Type host: Ototylomys phyllotis Merriam, 1901 (Rodentia, Cricetidae, Tylomyinae), male, voucher specimen (No. 1720) deposited at FMVZ-UADY. Other specimens FMVZ-UADY–1694,1696, 1698, 1719.

Other hosts: Heteromys gaumeri Allen & Chapman, 1897 (Rodentia, Heteromyidae, Heteromyinae) (FMVZ-UADY–1686, 1695, 1697, 1718). Peromyscus yucatanicus Allen & Chapman, 1897 (Rodentia, Cricetidae, Neotominae) in Panti-May et al. (Reference Panti-May, Moguel-Chin, Hérnandez-Mena, Cárdenas-Vargas, Torres-Castro, García-Prieto, Digiani, Hernández-Betancourt and Vidal-Martínez2023).

Type locality: Rancho Santa María (21°15’ 48.2"N, 88°16’ 31.4"O), municipality of Panabá, state of Yucatan, Mexico.

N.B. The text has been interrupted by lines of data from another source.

PR #608, opened 2016-01-29
Fix broken build

### LINKED ISSUE #607: Documentation is broken
Build is not passing, because something is wrong with sphinx

see sphinx-doc/sphinx#2264

greg0ire:
Fixes #607 
See https://github.com/symfony-cmf/RoutingBundle/issues/317

### DIFF
--- a/.travis.yml
+++ b/.travis.yml
@@ -42,6 +42,7 @@ matrix:
 
   allow_failures:
     - php: hhvm
+    - env: SYMFONY_VERSION="3.0.*" ACL_VERSION="dev-master"
 
 before_script:
   - (phpenv config-rm xdebug.ini || exit 0)
--- a/Resources/doc/reference/api.rst
+++ b/Resources/doc/reference/api.rst
@@ -46,7 +46,7 @@ Here's the configuration we used, you may adapt it to your needs:
             metadata:
                 directories:
                     -
-                        path: %kernel.root_dir%/../vendor/sonata-project/datagrid-bundle/Resources/config/serializer
+                        path: "%kernel.root_dir%/../vendor/sonata-project/datagrid-bundle/Resources/config/serializer"
                         namespace_prefix: 'Sonata\DatagridBundle'
 
 In order to activate the API's, you'll also need to add this to your routing:
--- a/Resources/doc/reference/api.rst
+++ b/Resources/doc/reference/api.rst
@@ -45,7 +45,9 @@ Here's the configuration we used, you may adapt it to your needs:
         jms_serializer:
             metadata:
                 directories:
-                    - { path: %kernel.root_dir%/../vendor/sonata-project/datagrid-bundle/Resources/config/serializer, namespace_prefix: 'Sonata\DatagridBundle' }
+                    -
+                        path: %kernel.root_dir%/../vendor/sonata-project/datagrid-bundle/Resources/config/serializer
+                        namespace_prefix: 'Sonata\DatagridBundle'
 
 In order to activate the API's, you'll also need to add this to your routing:
 
--- a/Resources/doc/reference/page_composer.rst
+++ b/Resources/doc/reference/page_composer.rst
@@ -102,54 +102,54 @@ The **PageComposer** js object trigger various events to allow customization:
 
 .. code-block:: javascript
 
-   event.containerId # loaded container id
+   event.containerId // loaded container id
 
 
 **blockcreated**, event properties:
 
 .. code-block:: javascript
 
-   event.$childBlock # created block jQuery element
-   event.parentId    # created block parent id
-   event.blockId     # created block id
-   event.blockName   # created block name
-   event.blockType   # created block type
+   event.$childBlock // created block jQuery element
+   event.parentId    // created block parent id
+   event.blockId     // created block id
+   event.blockName   // created block name
+   event.blockType   // created block type
 
 
 **blockremoved**, event properties:
 
 .. code-block:: javascript
 
-   event.parentId # removed block parent id
+   event.parentId // removed block parent id
 
 
 **blockcreateformloaded**, event properties:
 
 .. code-block:: javascript
 
-   event.response    # the raw html response (form)
-   event.containerId # current container id
-   event.blockType   # selected block type
+   event.response    // the raw html response (form)
+   event.containerId // current container id
+   event.blockType   // selected block type
 
 
 **blockpositionsupdate**, event properties:
 
 .. code-block:: javascript
 
-   event.disposition # a javascript object containing all child blocks position/ids…
+   event.disposition // a javascript object containing all child blocks position/ids…
 
 
 **blockeditformloaded**, event properties:
 
 .. code-block:: javascript
 
-   event.$block # the block jQuery element
+   event.$block // the block jQuery element
 
 
 **blockparentswitched**, event properties:
 
 .. code-block:: javascript
 
-   event.previousParentId # previous parent block id
-   event.newParentId      # new parent block id
-   event.blockId          # child block id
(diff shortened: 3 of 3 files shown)


OskarStark:
@greg0ire can you please squash your commits and ping me when this is RTM?

composer.json
```diff
@@ -17,6 +17,7 @@
         }
     ],
     "require": {
+        "symfony/security-acl": "~2.4|~3.0",
```
core23: Think we should add this to ``require-dev``

greg0ire:
Again here, I squashed what I could, but all these changes have little to do with each other…

composer.json
```diff
@@ -17,7 +17,7 @@
         }
     ],
     "require": {
-        "symfony/symfony": "~2.3|~3.0",
+        "symfony/symfony": "~2.3",
```
core23: Why did you remove symfony 3? :-1:

greg0ire: Read the commit message ;)

greg0ire: So? What do you think?

greg0ire: I think I know what makes you say that : nothing in the SonataPageBundle code is incompatible with symfony 3.0, only its dependencies are incompatible… but do we really know that, since probably nobody has ever installed SonataPageBundle along with sf 3.0 because of this incompatibility?

core23:
When you say, that your commits have little to do with each other, please create atomic PRs for your changes so we could choose which one we will merge.

greg0ire:
I want to fix several independant problems that all lead to one thing : the build being fixed. How can I know for sure the build will be fixed if I create separate PRs (hint: I can't). I think you guys should relax a bit about the rules you want to blindly apply and see the advantages (plural) that this way of doing things provide as opposed to squash all commits just because it is easier to revert (BTW, is it?). Which are : 

- better commit messages : it is better to have detailed commit message for each commit, explaining each big decision, than just one big message that gives a hazy description of each when it does, or even sums up to "fix build"
- better diffs : you don't want to see my cs commit in your diff, it just pollutes the diff. And no, I'm not creating separate PRs for cs commits. I'd rather not contribute these commits than do a separate PR just for things I find along the way, because there is very little things to discuss about CS commits.
- better revertability : @rande says "@greg0ire just squash your commit please ;) one PR = one commit, easier to revert ;)"… Really?!? The bigger the commit you revert, the more likely you are to get a big conflict for a cs fix you don't really want to revert anyway! If I commit A and B together, and then some dev creates C based on what I did in A, and then someone wants to revert just B, they will get a conflict with C just because of that. So sorry, but no, it's not easier, it might actually be harder.

It's one thing to be about two different concerns, it's another thing to be independent. One commit that fixes CS on a method, and one commit that improves the method are very related. And very dependent. Making separates PR for them would be hard, and both PRs would actually **conflict** with each other. Commit are what should be atomic. Not PRs

To conclude this, if you really want to pick one of my commits and not the others, just say so, and I'll remove them from the PR. It's as simple as that.

OskarStark:
i think in general you @core23 and @greg0ire are right, but in this case to get back to stable i think it is ok. we should decide this from PR to PR and i think that @greg0ire does a good job on the sonata project and i know that he would like to bring this to a success.

Other contributers, which are new or not so experienced should follow the, let's call it "best practices for PR's"

IMO it doesn't matter if this is one commit or on PR in case of reverting, because you would revert the merge-commit of this PR, not each of the commits.

i like small commits and don't be a fan of squashing the whole stuff into one PR-commit... but the decision was done by @rande 

maybe @javiereguiluz can say something about this topic, how other bundles handle this

anyway thank you both for your hard work on each topic! :+1:  :beers:

greg0ire:
Thanks @OskarStark for understanding me. I saw this decision was made, and it appears, that it was also made for symfony, they even have a tool to automatically squash the commits. But no explanation whatsoever… strange.

When in doubt about how to use git, looking at the kernel commit is in general a good idea, and if you look at https://github.com/torvalds/linux/commit/b37a05c083c85c2657dca9bbe1f5d79dccf756d5 it merges a branch with 18 commits.

But anyway… the only thing that really blocks this PR now is [the ACL package problem](https://github.com/sonata-project/SonataAdminBundle/pull/3563).

javiereguiluz:
@OskarStark sadly other bundles ask people to squash their commits too.

In my opinion, bundles should do the effort to make contributions as easy as possible. Personally, there are two phrases that I hate to read when contributing: "Please, rebase" and "Please, squash". I'm always tempted to close my pull request and never contribute again to those projects.

In my bundle I use a proprietary tool (developed by Fabien) that squashes everything automatically before merging, so I never bother my contributors about this. And regarding the rebase, I usually do that myself too to not bother contributors.

greg0ire:
I think this should be merged now, and aab2de5 should be reverted when 2.3.8 is out and has the correct requirement, because people won't be able to get green builds until then (which is bad because they might break other tests without noticing).

composer.json
```diff
@@ -32,6 +32,7 @@
     },
     "require-dev": {
         "sonata-project/doctrine-orm-admin-bundle": "~2.2",
+        "symfony/security-acl": "~2.4",
```
core23: You can remove this as the latest AdminBundle has this dependency

greg0ire: Let's try, but I think it will fail since 2.3.7 does not have it.

rande:
it is too bad that we lost time (that I don't have much those days :( ) on discussing about rebase and squash. 

On the PR, we need to keep sf3.0 in composer.json as it help porting the bundle to this symfony version. however we can move to allow fealures.

greg0ire:
I moved 3.0 to allowed failures.

greg0ire:
About the rebase vs squash debate, sorry but it really is that important to me. I am the first to tell people to do meaningful, small commits, so I really can't do big commits with big messages and unrelated changes on them. I don't know where this trend comes from, but it really is bad practice IMO. I'd like to be at least proven wrong instead of having everyone just tell me I am wrong.

OskarStark:
in my opinion THIS PR with currently 3 commits looks :+1: 

i would merge it

greg0ire:
Thanks @OskarStark ! People working on 3.0 compatibility should revert df15381fca75aeffc1bd99b1517dde781e2e0b05 when they are done.

core23:
I can't figure out why the symfony 3.0 dependency is breaking... But I think we should merge this to become stable.

greg0ire:
Wait a minute… why doesn't 3.0 show up in the build under "allowed failures" ?

greg0ire:
BTW, the 3.0 bundle is failing because the page bundle requires a package that is incompatible with 3.0 : cmf/routing-bundle

core23:
You have to define them under "include" first. @greg0ire

greg0ire:
Oh ok! Doing that rightaway!

greg0ire:
That's better, but… why is 5.6 allowed to fail?

greg0ire:
Looks like a Travis bug to me :/

greg0ire:
I'll try the single line syntax.

greg0ire:
Doesn't work… reverting to the previous commit.

greg0ire:
@core23 : I'm a bit out of ideas : do you have some?

core23:
This should work @greg0ire 
```
  allow_failures:
    - php: hhvm
    - env: SYMFONY_VERSION="3.0.*" ACL_VERSION="dev-master"
```

greg0ire:
Indeed! Not sure how this works, but thanks!

greg0ire:
Ready To Merge :)

core23:
Thank you @greg0ire

greg0ire:
Thank you for the help and for merging!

Other localities: Vallazoo, municipality of Valladolid, Santa Cruz cattle ranch, municipality of Tizimin, state of Yucatan, and Balam Nah eco-hotel, municipality of Felipe Carrillo Puerto, state of Quintana Roo, Mexico, in Panti-May et al. (Reference Panti-May, Moguel-Chin, Hérnandez-Mena, Cárdenas-Vargas, Torres-Castro, García-Prieto, Digiani, Hernández-Betancourt and Vidal-Martínez2023).

Site of infection: Small intestine.

Prevalence (CI) and mean intensity (CI): 68.4% (43.4–87.4%) and 44 (25.9–69.1) in O. phyllotis, and 66.7% (29.9–92.5%) and 9 (4.5–15.8) in H. gaumeri.

Material deposited: Holotype male (No. 13039), allotype female (No. 13040), and a total of 46 paratypes (O. phyllotis: No. 13041, 13042; H. gaumeri: No. 13043, 13044) were deposited at CNHE.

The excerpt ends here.